(PROBLEM STATEMENT): Using the data below, return the stretch from the line that contains "3. New rebuilds" through the line that contains "IMHO the safest", both included, exactly as it stands and nothing beyond it.

(SUPPLIED DATA):
PR #3118, opened 2024-01-27
Use rockchip combined SPL images for Tinkerboard

darkxst:
Following on from #3115 

Tinker uses a modified u-boot entry point to suit its partition layout, so needs additional config to correctly generate the combined `u-boot-rockchip.bin` file matching this entry point.

`SPL Pad Offset -> [0x2000 - 0x40 ] * 0x200 (sector size) =0x3f8000`

Thus the resulting settings are:
```
CONFIG_SYS_MMCSD_RAW_MODE_U_BOOT_SECTOR=0x2000
CONFIG_SPL_PAD_TO=0x3f8000
```
Also move the existing setting out of the patch and into uboot.config so both settings are together in the same place.

Confirmed resulting offset is correct per below, but please boot test this before merging.
```
$ binwalk spl.img 

DECIMAL       HEXADECIMAL     DESCRIPTION
--------------------------------------------------------------------------------
98324         0x18014         Flattened device tree, size: 5707 bytes, version: 17
4194304       0x400000        uImage header, header size: 64 bytes, header CRC: 0x2DCD38E, created: 2024-01-27 00:39:57, image size: 501060 bytes, Data Address: 0x1000000, Entry Point: 0x1000000, data CRC: 0xC97AED3C, OS: Firmware, CPU: ARM, image type: Firmware Image, compression type: none, image name: "U-Boot 2024.01 for tinker_rk3288"
```


agners:
I've tested a build on my ASUS Tinkerboard S, and it came up just fine. Unfortunately, my ASUS Tinkerboard non-S died a couple of weeks ago, so I can't test that. But it really shouldn't matter.

agners (approved):

PR #3120, opened 2024-01-28
Remove folder with only Amlogic patches from Odroid M1 defconfig

darkxst:
All of the patches in ./board/hardkernel/patches are specific to Amlogic SoC's. Drop this patch path when building Rockchip based Odroid-m1 boards.


buildroot-external/configs/odroid_m1_defconfig
```diff
@@ -137,7 +137,7 @@ BR2_TARGET_UBOOT_CUSTOM_GIT=y
 BR2_TARGET_UBOOT_CUSTOM_REPO_URL="https://github.com/u-boot/u-boot.git"
 BR2_TARGET_UBOOT_CUSTOM_REPO_VERSION="v2024.01"
 BR2_TARGET_UBOOT_BOARD_DEFCONFIG="odroid-m1-rk3568"
-BR2_TARGET_UBOOT_CONFIG_FRAGMENT_FILES="$(BR2_EXTERNAL_HASSOS_PATH)/bootloader/uboot.config"
+BR2_TARGET_UBOOT_CONFIG_FRAGMENT_FILES="$(BR2_EXTERNAL_HASSOS_PATH)/bootloader/uboot.config $(BR2_EXTERNAL_HASSOS_PATH)/board/hardkernel/odroid-m1/uboot.config"
```
agners, line 140: Adding it now disables/enables some configs which I am not sure we actually want/need to change. I think rather dropping that config would probably be the better option :thinking: 

FWIW, I just noticed this too: I am seeing Ethernet issues with U-Boot 2024.01 here, and work on a patch which disables Ethernet altogether. For this I need a boards specific config fragment, that is where I've noticed it :sweat_smile:

I suggest we leave this config as is in this PR, and I'll fix it up with the upcoming Ethernet fix.

buildroot-external/configs/odroid_m1_defconfig
```diff
@@ -5,7 +5,7 @@ BR2_CCACHE=y
 BR2_CCACHE_DIR="/cache/cc"
 BR2_OPTIMIZE_2=y
 BR2_ENABLE_LTO=y
-BR2_GLOBAL_PATCH_DIR="$(BR2_EXTERNAL_HASSOS_PATH)/patches $(BR2_EXTERNAL_HASSOS_PATH)/board/hardkernel/patches $(BR2_EXTERNAL_HASSOS_PATH)/board/hardkernel/odroid-m1/patches"
+BR2_GLOBAL_PATCH_DIR="$(BR2_EXTERNAL_HASSOS_PATH)/patches $(BR2_EXTERNAL_HASSOS_PATH)/board/hardkernel/odroid-m1/patches"
```
agners, line 8: There are patches in this directory, but I see these are really not needed for M1. Nice catch!

agners (changes requested):

buildroot-external/configs/odroid_m1_defconfig
darkxst: ok I have dropped uboot fragment patch from PR

buildroot-external/configs/odroid_m1_defconfig
sairon: On the other hand, we normally pick all the patches from top to the bottom, so this will be an exception now. Maybe we should consider using a different folder for platform-specific patchsets?

darkxst: Most others dont even have $(vendor)/patches directory, except for Raspberry!


All of the patches in `hardkernel/patches/linux`  seem to be board specific DT patches for C2/C4/N2, there is nothing there I can see that is platform specific, perhaps they could just be moved to relevant board folders? I guess the uboot patch probably applies to any amlogic board though.

I suppose there would be a case for a shared `rockchip-patches` folder given Green/M1/M1S likely have some common patches, for example the RNG patcheset which seems to have died upstream. And on that note perhaps also a shared `kernel-rockchip.config` given they both identical

darkxst: Sure, I will shuffle some things around.

sairon (approved):
I'll merge this PR as-is. Let's leave eventual refactoring for later, so it wouldn't get in conflict with Linux 6.6 update.

PR #3164, opened 2024-02-10
Update grub.cfg to blank console

patrickbohren:
To safe energy an allow usage of Surface tablets with integrated screen, switch off the backlight after 120sec

### DIFF
--- a/buildroot-external/board/pc/grub.cfg
+++ b/buildroot-external/board/pc/grub.cfg
@@ -60,7 +60,7 @@ fi
 
 save_env A_TRY A_OK B_TRY B_OK ORDER MACHINE_ID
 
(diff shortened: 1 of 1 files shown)


sairon (changes requested):
IMHO your use case does not justify such change for all deployments, moreover specific only to a single platform. You're always free to edit `cmdline.txt` in your boot partition to add anything extra, which is more appropriate in this case.

Leaving this open though for @agners to give him another look at it.

agners:
From what I can tell the Linux default is 600s. I'd rather not overwrite that by default. I agree with @sairon, you can edit cmdline.txt on your particular platform (which will be preserved on update) to customize your kernel command line.

sairon:
OK, since we have an agreement here, I'm closing the PR. Thanks for the effort anyway, @patrickbohren 🙏

PR #3165, opened 2024-02-11
Factor out common Rockchip config

darkxst:
Further cleanup for common Rockchip parts before introducing the Odroid-m1s board.

- Move to common kernel-arm64-rockchip.config for all 64-bit Rockchip boards, this config is very comprehensive and likely would work for any other 64-bit Rockchip boards added in the future. Clear the CONFIG_RTC_DRV_RK808 option for Green, this was the only difference between the two original configs. Named as such to make it clear its not good for 32-bit.

- Move RNG patchset to common patch folder, technically this is specific to rk356x SoCs, which for now covers Green and both Odroid-M1 variants.


sairon (approved):
LGTM, thanks! My only concern is that the top-level `patches-rockchip` folder is introducing a new convention that hasn't been used until now, however I don't have any better idea how to do that to reach the same goal. Other option would be applying the patches always, since they're basically not affecting anything else if the config option is not enabled. And the best option in mid-term would be pushing the RNG driver upstream :)

darkxst:
> And the best option in mid-term would be pushing the RNG driver upstream :)

RNG patches upstream seem to have been abandoned after v2, I suppose they could be picked up again though.

https://patchwork.kernel.org/project/linux-rockchip/patch/20221128184718.1963353-2-aurelien@aurel32.net/

PR #3169, opened 2024-02-12
Update issue template with better links to logs, add CLI instructions

sairon:
Legacy supervisor_logs target (which is currently kind of broken) replaced with standard logs with provider specified. Added instructions how to get logs in HA CLI.

### DIFF
--- a/.github/ISSUE_TEMPLATE/bug_report.yml
+++ b/.github/ISSUE_TEMPLATE/bug_report.yml
@@ -82,7 +82,7 @@ body:
       label: Anything in the Supervisor logs that might be useful for us?
       description: >
         Supervisor Logs can be found in [Settings -> System -> Logs](https://my.home-assistant.io/redirect/logs/?provider=supervisor)
-        then choose `Supervisor` in the top right. Alternatively enter `supervisor logs` in the Home Assistant CLI.
+        then choose `Supervisor` in the top right. Alternatively enter `ha supervisor logs` in the Home Assistant CLI.
 
         [![Open your Home Assistant instance and show your Supervisor system logs.](https://my.home-assistant.io/badges/supervisor_logs.svg)](https://my.home-assistant.io/redirect/logs/?provider=supervisor)
       render: txt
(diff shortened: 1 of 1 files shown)


.github/ISSUE_TEMPLATE/bug_report.yml
```diff
@@ -81,19 +81,19 @@ body:
     attributes:
       label: Anything in the Supervisor logs that might be useful for us?
       description: >
-        Supervisor Logs can be found in [Settings -> System -> Logs](https://my.home-assistant.io/redirect/logs/)
-        then choose `Supervisor` in the top right.
+        Supervisor Logs can be found in [Settings -> System -> Logs](https://my.home-assistant.io/redirect/logs/?provider=supervisor)
+        then choose `Supervisor` in the top right. Alternatively enter `supervisor logs` in the Home Assistant CLI.
```
agners, line 85: When running from SSH/web terminal add-on, you have to use `ha` in front. I'd prefer if we always prepend the commands with `ha`.

```suggestion
        then choose `Supervisor` in the top right. Alternatively enter `ha supervisor logs` in the Home Assistant CLI.
```

.github/ISSUE_TEMPLATE/bug_report.yml
```diff
@@ -81,19 +81,19 @@ body:
...
   - type: textarea
     validations:
       required: true
     attributes:
       label: Anything in the Host logs that might be useful for us?
       description: >
-        Host Logs can be found in [Settings -> System -> Logs](https://my.home-assistant.io/redirect/logs/)
-        then choose `Host` in the top right.
+        Host Logs can be found in [Settings -> System -> Logs](https://my.home-assistant.io/redirect/logs/?provider=host)
+        then choose `Host` in the top right. Alternatively enter `host logs` in the Home Assistant CLI.
```
agners, line 96:
```suggestion
        then choose `Host` in the top right. Alternatively enter `ha host logs` in the Home Assistant CLI.
```

agners (changes requested):

.github/ISSUE_TEMPLATE/bug_report.yml
sairon: I tried to address it by explicitly saying "from Home Assistant CLI". But you are right it may still be confusing to beginners, and using `ha` in HA CLI just raises a warning, so it doesn't do much harm.

agners (approved):

PR #18, opened 2017-03-19
use typedef structs that are compatible with both c and c++

aoloe:
the current forward declarations do not work with g++.

### DIFF
--- a/md4c/md4c.h
+++ b/md4c/md4c.h
@@ -54,8 +54,7 @@ typedef unsigned MD_OFFSET;
 
 /* Block represents a part of document hierarchy structure like a paragraph
  * or list item. */
-typedef enum MD_BLOCKTYPE_tag MD_BLOCKTYPE;
-enum MD_BLOCKTYPE_tag {
+typedef enum MD_BLOCKTYPE {
     /* <body>...</body> */
     MD_BLOCK_DOC = 0,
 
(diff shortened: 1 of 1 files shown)


mity:
Thanks. 

The diff itself is ok.

But I noticed the commit belongs to author `a.l.e` which github does not recognize as belonging to your account. It's not a problem for me, but maybe you might like to fix it before I merge it? If it's not important for you, just let me know and I'll merge as it is.

aoloe:
well, the link was not that important... but i took it as a challenge and a/ fixed the gitconfig on this computer b/ discovered how to change the name attached to the last commit!

anyway: thanks for your work on md4c!
i could get a very basic c++ sample that correctly binds the callbacks.
during the next few days, i'll try to make it more c++-alike and -- if you welcome it -- i'll share the samples so that you eventually can use them for the documentation.

mity:
;-) Again the e-mail is not recognized. 

If you want to fix it, you have either to set to your git config e-mail address already registered with your github account, or alternatively you may add more e-mails in your github account settings. See <https://github.com/settings/emails>.

aoloe:
oufh... so much work on a sunday night...

i've now added the other address to github : - )
thanks for the instructions!

mity:
Thanks.

PR #46, opened 2019-02-02
prevent buffer overflow in md_is_entity_str

ec1oud:
Found by fuzzing: https://bugreports.qt.io/browse/QTBUG-72937
CH(off) reads past the end of ctx->text if off >= ctx->size


mity:
Thanks for it.

But I believe the provided patch is not correct: The argument `text` in `md_is_entity_str()` can point anywhere into the document so comparing the offset in this string with `ctx->size` is not in general the right thing to do.

I successfully reproduced the issue and opened #47 for it. Working on it.

PR #50, opened 2019-02-05
Implement task lists.

### LINKED ISSUE #30: Feature request: parse GitHub checkbox syntax
Another reason I want to add Markdown support to Qt is to enable combined notes and TODO lists like Evernote has, to be able to edit GitHub README.md files, etc.  

https://github.com/blog/1825-task-lists-in-all-markdown-documents

As they show there, the syntax is

```
### Solar System Exploration, 1950s – 1960s

- [ ] Mercury
- [x] Venus
- [x] Earth (Orbit/Moon)
- [x] Mars
- [ ] Jupiter
- [ ] Saturn
- [ ] Uranus
- [ ] Neptune
- [ ] Comet Haley
```

### Solar System Exploration, 1950s – 1960s

- [ ] Mercury
- [x] Venus
- [x] Earth (Orbit/Moon)
- [x] Mars
- [ ] Jupiter
- [ ] Saturn
- [ ] Uranus
- [ ] Neptune
- [ ] Comet Haley

It won't be quite so easy to add support for checking and unchecking them to any Qt text-editing component, but I'd like to try.

Currently for my personal todo lists and shopping lists etc., I use todo.txt format (https://f-droid.org/packages/nl.mpcjanssen.simpletask/ and https://f-droid.org/packages/com.nutomic.syncthingandroid/ are a good combination for this); but it has the disadvantage of not being able to mix free-form notes with the checklists.  So I think markdown will be better.

mity:
Implementation of GitHub-style task lists.

Fixes #30.

To do:
 * [x] More testing (passes tests in `tests/tasklists.txt` and tested with `afl-fuzz` for ~12 hours)
 * [x] Clarify behavior for `* [x] * [ ] * [x] foo` (see https://github.com/github/cmark-gfm/issues/134)
 * [ ] Wait for ACK by @ec1oud, given all the ongoing discussion below

### DIFF
--- a/CHANGELOG.md
+++ b/CHANGELOG.md
@@ -6,6 +6,14 @@
 
 New features:
 
+ * Add extension for GitHub-style task lists:
+
+   ```
+    * [x] foo
+    * [x] bar
+    * [ ] baz
+   ```
+
  * Renamed structure `MD_RENDERER` to `MD_PARSER` and refactorize its contents
    a little bit. Note this is source-level incompatible and initialization code
    in apps may need to be updated.
--- a/README.md
+++ b/README.md
@@ -88,6 +88,8 @@ extensions and/or deviations from the specification.
 
  * With the flag `MD_FLAG_TABLES`, GitHub-style tables are supported.
 
+ * With the flag `MD_FLAG_TASKLISTS`, GitHub-style task lists are supported.
+
  * With the flag `MD_FLAG_STRIKETHROUGH`, strike-through spans are enabled
    (text enclosed in tilde marks, e.g. `~foo bar~`).
 
--- a/md2html/md2html.c
+++ b/md2html/md2html.c
@@ -208,6 +208,7 @@ static const option cmdline_options[] = {
     { "fcollapse-whitespace",        0,  'W', OPTION_ARG_NONE },
     { "ftables",                     0,  'T', OPTION_ARG_NONE },
     { "fstrikethrough",              0,  'S', OPTION_ARG_NONE },
+    { "ftasklists",                  0,  'X', OPTION_ARG_NONE },
     { 0 }
 };
 
@@ -255,6 +256,7 @@ usage(void)
         "      --fno-html       Same as --fno-html-blocks --fno-html-spans\n"
         "      --ftables        Enable tables\n"
         "      --fstrikethrough Enable strikethrough spans\n"
+        "      --ftasklists     Enable task lists\n"
     );
 }
 
@@ -302,6 +304,7 @@ cmdline_callback(int opt, char const* value, void* data)
         case 'V':   parser_flags |= MD_FLAG_PERMISSIVEAUTOLINKS; break;
         case 'T':   parser_flags |= MD_FLAG_TABLES; break;
         case 'S':   parser_flags |= MD_FLAG_STRIKETHROUGH; break;
+        case 'X':   parser_flags |= MD_FLAG_TASKLISTS; break;
 
         default:
             fprintf(stderr, "Illegal option: %s\n", value);
--- a/md2html/render_html.c
+++ b/md2html/render_html.c
@@ -268,6 +268,20 @@ render_open_ol_block(MD_RENDER_HTML* r, const MD_BLOCK_OL_DETAIL* det)
 }
 
 static void
+render_open_li_block(MD_RENDER_HTML* r, const MD_BLOCK_LI_DETAIL* det)
+{
+    if(det->is_task) {
+        RENDER_LITERAL(r, "<li class=\"task-list-item\">"
+                          "<input type=\"checkbox\" class=\"task-list-item-checkbox\" disabled");
+        if(det->task_mark == 'x' || det->task_mark == 'X')
+            RENDER_LITERAL(r, " checked");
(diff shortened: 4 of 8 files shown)


ec1oud:
I tried but it's not working yet... I must be missing something.  `is_task` is false and `mark` is empty.

https://codereview.qt-project.org/#/c/252383/

Why is it that MD_BLOCK_UL_DETAIL has a `mark` and MD_BLOCK_LI_DETAIL has `task_mark`?  Wouldn't it be more flexible to have `mark` in MD_BLOCK_LI_DETAIL only, in case someone mixes marks within the same list?  Or is that not allowed?

mity:
> I tried but it's not working yet... I must be missing something. `is_task` is false and `mark` is empty.

It already passes all the tests in the `tests/tasklists.txt` so `md2html` gets the detailed data correctly. Did you use `MD_FLAG_TASKLISTS`? The feature is an extension beyond the standard CommonMark specification.

> Why is it that MD_BLOCK_UL_DETAIL has a `mark` and MD_BLOCK_LI_DETAIL has `task_mark`? Wouldn't it be more flexible to have `mark` in MD_BLOCK_LI_DETAIL only, in case someone mixes marks within the same list? Or is that not allowed?

Unordered list must use have the same mark (for example `*` or `-`) for all the items or it is not considered one list. Similarly, ordered lists must use the same char after the number (`.` or `)`) for all items. So, it really is property of complete list, not of every list item. 

Also this was part of the API before working on this feature.

Duplicating the list detail data in the item detail is potentially possible, but we would have to distinguish ordered list item and unordered list items, and I am not sure whether it is worth of the complication.
(Yes, if you haven't notice, ordered list can also have task items. I follow cmark-gfm here.)

The task marks are different in that it is really property of every item. The task items and ordinary items may be mixed in a single list.

ec1oud:
Yeah I forgot that the feature flags are in more than one place in my patches... I'd better try to come up with a way to define them in only one place.  So it works after fixing that.

Do you think that MD_FLAG_TASKLISTS and such will be there for the long term?  I could remove those from the Qt API and just offer the two dialects, and allow the meaning to change over time.  But it will mean Qt users can't disable features within one dialect.  OTOH keeping all those feature flags means when you add one, Qt should add it too; and if you ever remove one, we have to deprecate it in Qt API (because it will no longer do anything), but we can't remove it.

Also, most are positive (MD_FLAG_PERMISSIVEWWWAUTOLINKS) and some are negative (MD_FLAG_NOINDENTEDCODEBLOCKS).  Are you sure you want to keep them that way?

mity:
> I could remove those from the Qt API and just offer the two dialects, and allow the meaning to change over time.

IDK what makes best sense on Qt API level. 

But consider this scenario:
  1. GitHub tomorrow adds new syntax feature called XY.
  2. MD4C eventually implements it, adds new `MD_FLAG_XY` and changes `MD_DIALECT_GITHUB` to include it.
  3. New rebuilds of Qt (if Qt uses the macro `MD_DIALECT_GITHUB`) could now get new block or span types, it is not ready for.

IMHO the safest way from compatibility point of view is, if Qt calls MD4C with the particular sets of flags directly, no matter what Qt offers to apps in its API.

> Also, most are positive (MD_FLAG_PERMISSIVEWWWAUTOLINKS) and some are negative (MD_FLAG_NOINDENTEDCODEBLOCKS). Are you sure you want to keep them that way?

The rule so far is `flags == 0` means CommonMark specification. That core is safest to use.

The negatives are for things some people see as misfeatures in the specification, and there is some demand/reasoning in order to allow suppressing it. Take `MD_FLAG_NOHTML` as an example. Markdown syntax originally began as a more comfortable way how to write HTML. But if you use it in any other context, the raw HTML blocks/inlines often do not make much sense. 

Similarly `MD_FLAG_NOINDENTEDCODEBLOCKS` is seen by some people as bad idea given the complicated indentation rules in e.g. nested lists; and there is fine alternative in the fenced code blocks.

The extensions are more likely to change to bring them to the original begavior (e.g. github markdown) if some differences are observed. The situation is that the extensions typically have no or very poor specification; or that there are bigger differences among various Markdown implementations. There is sort of Babel situation, unfortunately.

> Do you think that MD_FLAG_TASKLISTS and such will be there for the long term?

In short, yes, I think the flags will stick for the long time.

I hope, that at least the most popular extensions (tables, maybe task lists, permissive auto-links) may likely end up in the CommonMark specification. But given the slow progress on it so far, it may take years. (No such change happened since I started the work on MD4C about 3 years ago. In this period there were only changes how to interpret some corner cases and clarifications in spec wording.)

If/when that happens, it shall likely deserve bump of the major version; or to require `abi_version=1` to identify that the caller is ready to get broader sets of block and/or span types into the callbacks. In either case we can keep the flag macro there (it would just become noop).

mity:
@ec1oud Are you satisfied with my previous answers? As this thread affects the abi maintenance policy, I would like to be sure we have reached a consensus on this before making any release with the shared lib support.

Also, if you are ok with the interface for the task lists, I'd merge it before the release. If not, it can be left for some future release.

ec1oud:
I think it's all good, I'm just trying to get checklists actually working.  Getting close though.

Issue #61, opened 2019-03-10
Flag MD_FLAG_NOHTMLSPANS disables also autolinks


mity:
`MD_FLAG_NOHTMLSPANS` is supposed to disable inline raw HTML but nothing else. It disables also (standard CommonMark) autolinks:

``` 
$ echo '<http://google.com>' | md2html 
<p><a href="http://google.com">http://google.com</a></p>

$ echo '<http://google.com>' | md2html --fno-html-spans
<p>&lt;http://google.com&gt;</p>
```

Issue #59, opened 2019-03-10
Parsing '\``\``\``\``...' takes quadratic time


mity:
```
$ python -c 'print("\\``" * 20000)' | time md2html > /dev/null
0.81user 0.00system 0:00.85elapsed 95%CPU (0avgtext+0avgdata 2480maxresident)k
0inputs+0outputs (0major+333minor)pagefaults 0swaps
$ python -c 'print("\\``" * 40000)' | time md2html > /dev/null
3.70user 0.00system 0:03.76elapsed 98%CPU (0avgtext+0avgdata 3240maxresident)k
0inputs+0outputs (0major+551minor)pagefaults 0swaps
$ python -c 'print("\\``" * 80000)' | time md2html > /dev/null
15.23user 0.00system 0:15.35elapsed 99%CPU (0avgtext+0avgdata 5008maxresident)k
0inputs+0outputs (0major+991minor)pagefaults 0swaps
```

(the 2nd case from #57)

Issue #58, opened 2019-03-10
Parsing '<><><><>...' takes quadratic time


mity:
```
$ python -c 'print("<>" * 10000)' | time md2html > /dev/null
1.41user 0.00system 0:01.45elapsed 96%CPU (0avgtext+0avgdata 1968maxresident)k
0inputs+0outputs (0major+229minor)pagefaults 0swaps
$ python -c 'print("<>" * 20000)' | time md2html > /dev/null
4.80user 0.00system 0:04.84elapsed 99%CPU (0avgtext+0avgdata 2608maxresident)k
0inputs+0outputs (0major+365minor)pagefaults 0swaps
$ python -c 'print("<>" * 40000)' | time md2html > /dev/null
19.52user 0.00system 0:19.65elapsed 99%CPU (0avgtext+0avgdata 3528maxresident)k
0inputs+0outputs (0major+640minor)pagefaults 0swaps
```

(the 1st case from #57)

PR #62, opened 2019-03-10
[WIP] Fixes

mity:
Work on fixing few issues:
 * [x] #58: Parsing '<><><><>...' takes quadratic time
 * [x] #59: Parsing '\``\``\``\``...' takes quadratic time
 * [x] #61: Flag `MD_FLAG_NOHTMLSPANS` disables also autolinks

### DIFF
--- a/md4c/md4c.c
+++ b/md4c/md4c.c
@@ -123,19 +123,20 @@ struct MD_CTX_tag {
 #endif
 
     /* For resolving of inline spans. */
-    MD_MARKCHAIN mark_chains[8];
+    MD_MARKCHAIN mark_chains[7];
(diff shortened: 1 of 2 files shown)


mity:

(ANSWER SPACE):
  3. New rebuilds of Qt (if Qt uses the macro `MD_DIALECT_GITHUB`) could now get new block or span types, it is not ready for.

IMHO the safest way from compatibility point of view is, if Qt calls MD4C with the particular sets of flags directly, no matter what Qt offers to apps in its API.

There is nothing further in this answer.